[LISTED RECORDS — start]

PR #91, opened 2021-02-26
Adds WithPlatform constructor option for initialization/manifest list querying values

micahyoung:
The changes in this PR are to introduce a `WithPlatform()` option for `NewImage()` to make it easier to override the default `Architecture`/`OS`/`OSVersion` with alternate values in new images and querying manifest lists with `FromBaseImage` or `WithPreviousImage`. Imgutil `NewImage()` currently creates new images with a default of [linux/amd64](https://github.com/buildpacks/imgutil/blob/30601e371ce385a990992de9ed9ff7b373f7c524/remote/remote.go#L108) for `remote` and [daemon OS/amd64](https://github.com/buildpacks/imgutil/blob/30601e371ce385a990992de9ed9ff7b373f7c524/local/local.go#L675) for `local`, and when using `remote.FromBaseImage()` or `remote.WithPreviousImage()`, it queries manifest lists preferring [linux/amd64](https://github.com/google/go-containerregistry/blob/9c81ed02c3b521bea5c56ddc2698f37a788b176f/pkg/v1/remote/options.go#L42) as inherited from `go-containerregistry`. 

The new implementation attempts to be additive and optional, preserving existing behavior (with an exception on Windows¹) but enabling some new scenarios:

* Initialize a new empty image with Architecture/OS/OSVersion:
    `remote`
    ```golang
    img, err := remote.NewImage(
	    "gcr.io/my-new-linux-arm-image:latest",
	    authn.DefaultKeychain,
	    remote.WithPlatform(imgutil.Platform{
		    Architecture: "arm",
		    OS:           "linux",
	    }),
    )
    ...
    img.Architecture() // => "arm"
    img.OS()           // => "linux"
    ```
    `local` with a windows/amd64 daemon
    ```golang
    img, err := local.NewImage(
	    "gcr.io/my-new-windows-arm-image:latest",
	    dockerClient,
	    local.WithPlatform(imgutil.Platform{
		    Architecture: "arm",
		    OS:           "windows",
		    OSVersion:    "10.0.999",
	    }),
    )
    ...
    img.Architecture() // => "arm"
    img.OS()           // => "windows"
    img.OSVersion()    // => "10.0.999"
    ```

* Initialize a new remote image from a base image in multi-arch/os manifest list:
    ```golang
    img, err := remote.NewImage(
	    "gcr.io/my-new-linux-arm-image:latest",
	    authn.DefaultKeychain,
	    remote.FromBaseImage("golang:1.15"), // golang manifest list (contains matching linux/arm image)
	    remote.WithPlatform(imgutil.Platform{
		    Architecture: "arm",
		    OS:           "linux",
	    }),
    )
    ...
    img.Architecture() // => "arm"
    img.OS()           // => "linux"
    ```

* Initialize a new empty image when manifest list doesn't contain image manifest for requested platform:
    ```golang
    img, err := remote.NewImage(
	    "gcr.io/my-new-windows-arm-image:latest",
	    authn.DefaultKeychain,
	    remote.FromBaseImage("golang:1.15"),  // golang manifest list (has no windows/arm image)
	    remote.WithPlatform(imgutil.Platform{
		    Architecture: "arm",
		    OS:           "windows",
	    }),
    )
    ...
    img.Architecture() => "arm"
    img.OS() => "windows"
    ```

There is additional behavior that is intended to stay as close as possible to existing behavior for `NewImage()` and `FromBaseImage()`, but may nevertheless be surprising:

* A single image manifest result for `FromBaseImage()` is always used, even when it doesn't match the `WithPlatform()` values
    ```golang
    img, err := remote.NewImage(
	    "gcr.io/my-supposedly-windows-arm-image:latest",
	    authn.DefaultKeychain,
	    remote.FromBaseImage("amd64/golang:1.15"),  // linux/amd64 image manifest
	    remote.WithPlatform(imgutil.Platform{
		    Architecture: "arm",
		    OS:           "windows",
	    }),
    )
    ...
    img.Architecture() => "amd64"
    img.OS() => "linux"
    ```
    
    ```golang
    // with a windows/amd64 daemon
    img, err := local.NewImage(
	    "gcr.io/my-supposedly-windows-arm-image:latest",
	    authn.DefaultKeychain,
	    remote.FromBaseImage("winamd64/golang:1.15"),  // locally pulled windows/amd64 image
	    remote.WithPlatform(imgutil.Platform{
		    Architecture: "arm",
		    OS:           "windows",
	    }),
    )
    ...
    img.Architecture() => "amd64"
    img.OS() => "windows"
    ```
    
    The reasoning for this behavior is that `WithPlatform()` should primarily be used to assign values to a new image when nothing is inherited - when either no `FromBaseImage()` is given or when the `FromBaseImage()` image is not found. It's secondary purpose is for `remote`'s special edge-case when `FromBaseImage()` needs a manifest list tie-breaker. It shouldn't be treated as a constraint or validator. This approach also follows `ggcr/remote.Image()`, which currently [only uses](https://github.com/google/go-containerregistry/blob/51f01e739161bf35d663240a8ca404777d7d9378/pkg/v1/remote/descriptor.go#L152-L156) it's own `ggcr/remote.WithPlatform()` option when the `ref` is a manifest list, and disregards it for single image manifests even when the platform and image conflict.
    
    In addition to deviating from `ggcr`, the potential alternative approaches I looked into all had downsides:
    * If it returned the base image with the platform values clobbered, it would be difficult for a consumer to figure out what happened and message a user.
    * If it were to ignore the base image result and return an empty image based on the platform values, it would also be difficult to for consumers to deduce what happened since the image ref was otherwise valid.
    * If it were to return an error, we'd need to add custom filtering and error conditions. Not returning an image could potentially prevent consumers from implementing their own filtering/validation after `NewImage` is called. For consumers currently using `NewImage()` and accepting all image platforms, new errors could make backward compatibility challenging, if they only want `WithPlatform` for manifest list tie-breaking and new image defaults.
    
    With the PR approach, consumers can hopefully compare the returned image with their desired platform, and throw an appropriate error if needed. I'm sure there are other considerations though so I'm open for feedback on this.

    
* ¹ New empty Windows images are always initialized with minimal Windows base layers (https://github.com/buildpacks/imgutil/pull/64)

    ```golang
    // with a windows/amd64 daemon
    img, err := local.NewImage(
	    "gcr.io/my-new-windows-arm-image:latest",
	    dockerClient,
	    local.WithPlatform(imgutil.Platform{
		    Architecture: "arm",
		    OS:           "windows",
		    OSVersion:    "10.0.999",
	    }),
    )
    ...
    img.Architecture() // => "arm"
    img.OS()           // => "windows"
    img.OSVersion()    // => "10.0.999"
    len(image.Layers()) // => 1
    ```

    A Windows image cannot be pulled or stored on a daemon without a valid base layer - either from a Microsoft-authored base image or one from `layer.WindowsBaseLayer()`. To simplify new image creation, `NewImage()` now adds one based on `layer.WindowsBaseLayer()`, when `FromBaseImage()` is not used or returns an empty image. This will allow Linux and Windows to behave much more consistently and hopefully hides away this implementation detail for most consumers. It could also allow us to deprecate the shim base layer if it becomes unnecessary.
    
    It is a breaking change for all Windows consumers that already externally add their own base layer with `layer.WindowsBaseLayer()` and `AddLayer()` since that will effectively add it twice. This should be acceptable since it's only known to be used in `pack` which has it behind an experimental flag. Additionally, this new functionality should likely have been included in the original implementation but was blocked on the missing `WithPlatform` support. It is included in the PR since it's the driver for this `WithPlatform` implementation (https://github.com/buildpacks/lifecycle/pull/532), though can be separated out if needed.

### DIFF
--- a/local/local.go
+++ b/local/local.go
@@ -11,7 +11,6 @@ import (
 	"io/ioutil"
 	"os"
 	"path/filepath"
-	"sort"
 	"strings"
 	"sync"
 	"time"
@@ -32,151 +31,120 @@ import (
 type Image struct {
 	docker           client.CommonAPIClient
 	repoName         string
-	platform         imgutil.Platform
 	inspect          types.ImageInspect
 	layerPaths       []string
 	prevImage        *Image // reused layers will be fetched from prevImage
 	downloadBaseOnce *sync.Once
 }
 
-type ImageOption func(*Image) (*Image, error)
-type InitialImageOption ImageOption
+type ImageOption func(*options) error
+
+type options struct {
+	platform          imgutil.Platform
+	baseImageRepoName string
+	prevImageRepoName string
+}
 
 func WithPreviousImage(imageName string) ImageOption {
-	return func(i *Image) (*Image, error) {
-		if _, err := inspectOptionalImage(i.docker, imageName, i.platform); err != nil {
-			return i, err
-		}
-
-		prevImage, err := NewImage(imageName, i.docker, FromBaseImage(imageName))
-		if err != nil {
-			return nil, errors.Wrapf(err, "failed to get previous image '%s'", imageName)
-		}
-		i.prevImage = prevImage
-
-		return i, nil
+	return func(i *options) error {
+		i.prevImageRepoName = imageName
+		return nil
 	}
 }
 
 func FromBaseImage(imageName string) ImageOption {
-	return func(i *Image) (*Image, error) {
-		var (
-			err     error
-			inspect types.ImageInspect
-		)
-
-		if inspect, err = inspectOptionalImage(i.docker, imageName, i.platform); err != nil {
-			return i, err
-		}
-
-		i.inspect = inspect
-		i.layerPaths = make([]string, len(i.inspect.RootFS.Layers))
-
-		return i, nil
+	return func(i *options) error {
+		i.baseImageRepoName = imageName
+		return nil
 	}
 }
 
-func WithPlatform(platform imgutil.Platform) InitialImageOption {
-	return func(i *Image) (*Image, error) {
-		if platform.OS != "" && platform.OS != i.inspect.Os {
-			return nil, fmt.Errorf(`invalid os: platform os "%s" must match the daemon os "%s"`, platform.OS, i.inspect.Os)
-		}
-
-		i.inspect.Architecture = platform.Architecture
-		i.inspect.OsVersion = platform.OSVersion
-
+func WithPlatform(platform imgutil.Platform) ImageOption {
+	return func(i *options) error {
 		i.platform = platform
-
-		return i, nil
+		return nil
 	}
 }
 
-func NewImage(repoName string, dockerClient client.CommonAPIClient, ops ...interface{}) (*Image, error) {
-	var err error
+func NewImage(repoName string, dockerClient client.CommonAPIClient, ops ...ImageOption) (*Image, error) {
+	imageOpts := &options{}
+	for _, op := range ops {
+		if err := op(imageOpts); err != nil {
+			return nil, err
+		}
+	}
 
-	defaultPlatform, err := defaultPlatform(dockerClient)
+	platform, err := defaultPlatform(dockerClient)
 	if err != nil {
 		return nil, err
 	}
+	daemonOS := platform.OS
 
-	inspect := defaultInspect(defaultPlatform)
+	if (imageOpts.platform != imgutil.Platform{}) {
+		platform = imageOpts.platform
+	}
+
+	if imageOpts.platform.OS != "" && imageOpts.platform.OS != daemonOS {
+		return nil, fmt.Errorf(`invalid os: platform os "%s" must match the daemon os "%s"`, imageOpts.platform.OS, platform.OS)
+	}
+
+	inspect := defaultInspect(platform)
 
 	image := &Image{
 		docker:           dockerClient,
 		repoName:         repoName,
 		inspect:          inspect,
-		platform:         defaultPlatform,
 		layerPaths:       make([]string, len(inspect.RootFS.Layers)),
 		downloadBaseOnce: &sync.Once{},
 	}
 
-	image, err = processImageOptions(image, ops)
-	if err != nil {
-		return nil, err
+	if imageOpts.prevImageRepoName != "" {
+		// with previous image
+		if _, err := inspectOptionalImage(dockerClient, imageOpts.prevImageRepoName, platform); err != nil {
+			return nil, err
+		}
+
+		prevImage, err := NewImage(imageOpts.prevImageRepoName, dockerClient, FromBaseImage(imageOpts.prevImageRepoName))
+		if err != nil {
+			return nil, errors.Wrapf(err, "failed to get previous image '%s'", repoName)
+		}
+		image.prevImage = prevImage
 	}
 
-	image, err = prepareImage(image)
-	if err != nil {
-		return nil, err
+	if imageOpts.baseImageRepoName != "" {
+		if inspect, err = inspectOptionalImage(dockerClient, imageOpts.baseImageRepoName, platform); err != nil {
+			return nil, err
+		}
+
+		image.inspect = inspect
+		image.layerPaths = make([]string, len(image.inspect.RootFS.Layers))
 	}
 
-	return image, nil
-}
-
-func processImageOptions(image *Image, ops []interface{}) (*Image, error) {
-	sort.Slice(ops, func(i, _ int) bool {
-		switch ops[i].(type) {
-		case InitialImageOption:
-			return true
-		default:
-			return false
-		}
-	})
-
-	for _, op := range ops {
-		var err error
-
-		switch opFn := op.(type) {
-		case InitialImageOption:
-			image, err = opFn(image)
-		case ImageOption:
-			image, err = opFn(image)
-		}
+	if image.inspect.Os == "windows" && len(image.inspect.RootFS.Layers) == 0 {
+		layerReader, err := layer.WindowsBaseLayer()
 		if err != nil {
 			return nil, err
 		}
+
+		layerFile, err := ioutil.TempFile("", "imgutil.local.image.windowsbaselayer")
+		if err != nil {
+			return nil, errors.Wrap(err, "failed to create temp file")
+		}
+		defer layerFile.Close()
+
+		hasher := sha256.New()
+
+		multiWriter := io.MultiWriter(layerFile, hasher)
+
+		if _, err := io.Copy(multiWriter, layerReader); err != nil {
+			return nil, errors.Wrap(err, "failed to copy base layer")
+		}
+
+		diffID := "sha256:" + hex.EncodeToString(hasher.Sum(nil))
+
+		image.inspect.RootFS.Layers = append(image.inspect.RootFS.Layers, diffID)
+		image.layerPaths = append(image.layerPaths, layerFile.Name())
 	}
-	return image, nil
-}
-
-func prepareImage(image *Image) (*Image, error) {
-	if image.inspect.Os != "windows" || len(image.inspect.RootFS.Layers) != 0 {
-		return image, nil
-	}
-
-	layerReader, err := layer.WindowsBaseLayer()
-	if err != nil {
-		return nil, err
-	}
-
-	layerFile, err := ioutil.TempFile("", "imgutil.local.image.windowsbaselayer")
-	if err != nil {
-		return nil, errors.Wrap(err, "failed to create temp file")
-	}
-	defer layerFile.Close()
-
-	hasher := sha256.New()
-
-	multiWriter := io.MultiWriter(layerFile, hasher)
-
-	if _, err := io.Copy(multiWriter, layerReader); err != nil {
-		return nil, errors.Wrap(err, "failed to copy base layer")
-	}
-
-	diffID := "sha256:" + hex.EncodeToString(hasher.Sum(nil))
-
-	image.inspect.RootFS.Layers = append(image.inspect.RootFS.Layers, diffID)
-	image.layerPaths = append(image.layerPaths, layerFile.Name())
 
 	return image, nil
 }
--- a/local/local.go
+++ b/local/local.go
@@ -87,9 +87,11 @@ func NewImage(repoName string, dockerClient client.CommonAPIClient, ops ...Image
 		return nil, err
 	}
 
-	platform, err = processPlatformOption(platform, imageOpts.platform)
-	if err != nil {
-		return nil, err
+	if (imageOpts.platform != imgutil.Platform{}) {
+		if err := validatePlatformOption(platform, imageOpts.platform); err != nil {
+			return nil, err
+		}
+		platform = imageOpts.platform
 	}
 
 	inspect := defaultInspect(platform)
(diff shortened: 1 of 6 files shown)


local/local_test.go
```diff
@@ -1266,8 +1403,8 @@ func testImage(t *testing.T, when spec.G, it spec.S) {
 			inspect, _, err := dockerClient.ImageInspectWithRaw(context.TODO(), prevName)
 			h.AssertNil(t, err)
 
-			prevLayer1SHA = inspect.RootFS.Layers[0]
-			prevLayer2SHA = inspect.RootFS.Layers[1]
+			prevLayer1SHA = inspect.RootFS.Layers[len(inspect.RootFS.Layers)-2]
+			prevLayer2SHA = inspect.RootFS.Layers[len(inspect.RootFS.Layers)-1]
```
natalieparellano, line 1407: Is this to avoid having the assertion switch on the daemon OS?

local/local.go
```diff
@@ -71,28 +76,107 @@ func FromBaseImage(imageName string) ImageOption {
...
+	image, err = prepareImage(image)
+	if err != nil {
+		return nil, err
+	}
+
+	return image, nil
+}
+
+func processImageOptions(image *Image, ops []interface{}) (*Image, error) {
+	sort.Slice(ops, func(i, _ int) bool {
```
natalieparellano, line 127: Is this to ensure that `WithPlatform` is always applied first?

natalieparellano:
@micahyoung I think the flow you proposed makes sense. I know @ekcasey will want to review this one, but this looks good to me!

local/local_test.go
```diff
@@ -84,91 +84,236 @@ func testImage(t *testing.T, when spec.G, it spec.S) {
...
-					expectedOSVersion := ""
-					if daemonOS == "windows" {
-						// this nanoserver windows/arm image exists and pulls. Not sure whether it works for anything else.
-						armBaseImageName = "mcr.microsoft.com/windows/nanoserver@sha256:29e2270953589a12de7a77a7e77d39e3b3e9cdfd243c922b3b8a63e2d8a71026"
-						expectedArmArch = "arm"
-						expectedOSVersion = "10.0.17763.1040"
-					}
+			when("#WithPlatform", func() {
+				when("base image and platform architecture/OS do not match", func() {
+					it("uses the base image architecture/OS, ignoring platform", func() {
```
ekcasey, line 245: Should we just fail in this case? Given that we can't sensibly reconcile the two options?

local/local.go
```diff
@@ -71,28 +76,107 @@ func FromBaseImage(imageName string) ImageOption {
...
+		i.inspect.Architecture = platform.Architecture
+		i.inspect.OsVersion = platform.OSVersion
+
+		i.platform = platform
+
+		return i, nil
+	}
+}
+
+func NewImage(repoName string, dockerClient client.CommonAPIClient, ops ...interface{}) (*Image, error) {
```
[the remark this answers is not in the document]
ekcasey: This is getting complicated enough that we should definately add a doc string describing the behavior of this function, regardless of whether we make the change suggested above.

local/local_test.go
```diff
@@ -84,91 +84,236 @@ func testImage(t *testing.T, when spec.G, it spec.S) {
...
-					armBaseImageName := "arm64v8/busybox@sha256:50edf1d080946c6a76989d1c3b0e753b62f7d9b5f5e66e88bef23ebbd1e9709c"
-					expectedArmArch := "arm64"
-					expectedOSVersion := ""
-					if daemonOS == "windows" {
-						// this nanoserver windows/arm image exists and pulls. Not sure whether it works for anything else.
-						armBaseImageName = "mcr.microsoft.com/windows/nanoserver@sha256:29e2270953589a12de7a77a7e77d39e3b3e9cdfd243c922b3b8a63e2d8a71026"
-						expectedArmArch = "arm"
-						expectedOSVersion = "10.0.17763.1040"
-					}
+			when("#WithPlatform", func() {
```
ekcasey, line 243: Do we need a set of tests like this the test the combination of `WithPlatform` and `WithPreviousImage`?

remote/remote.go
```diff
@@ -71,50 +98,119 @@ func NewImage(repoName string, keychain authn.Keychain, ops ...ImageOption) (*Im
...
 
-func newV1Image(keychain authn.Keychain, repoName string) (v1.Image, error) {
+func newV1Image(keychain authn.Keychain, repoName string, platform imgutil.Platform) (v1.Image, error) {
 	ref, auth, err := referenceForRepoName(keychain, repoName)
 	if err != nil {
 		return nil, err
 	}
 
-	image, err := remote.Image(ref, remote.WithAuth(auth), remote.WithTransport(http.DefaultTransport))
+	image, err := remote.Image(ref, remote.WithAuth(auth), remote.WithTransport(http.DefaultTransport), remote.WithPlatform(v1.Platform(platform)))
```
ekcasey, line 176: Did we ensure that this still works if you are fetching a windows image (not from a manifest list) without `WithPlatform`? I am assuming it does after looking at the GGCR code, but just double checking.

local/local.go
```diff
@@ -664,16 +748,24 @@ func inspectOptionalImage(docker client.CommonAPIClient, imageName string) (type
...
 }
 
-func defaultInspect(docker client.CommonAPIClient) (types.ImageInspect, error) {
-	daemonInfo, err := docker.Info(context.Background())
+func defaultInspect(platform imgutil.Platform) types.ImageInspect {
+	return types.ImageInspect{
+		Os:           platform.OS,
+		Architecture: platform.Architecture,
+		OsVersion:    platform.OSVersion,
+		Config:       &container.Config{},
```
ekcasey, line 756: I we including fields like `Variant` and `Features` in `imgutil.Platform` and then ignoring them when they are set. Maybe we should just remove them?

remote/remote.go
```diff
@@ -24,17 +27,19 @@ import (
 type Image struct {
 	keychain   authn.Keychain
 	repoName   string
+	platform   imgutil.Platform
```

[LISTED RECORDS — finish]

PROBLEM. Using the material, find how many lines hold the word "after". Give the number by itself.

SOLUTION TO THIS TASK. 2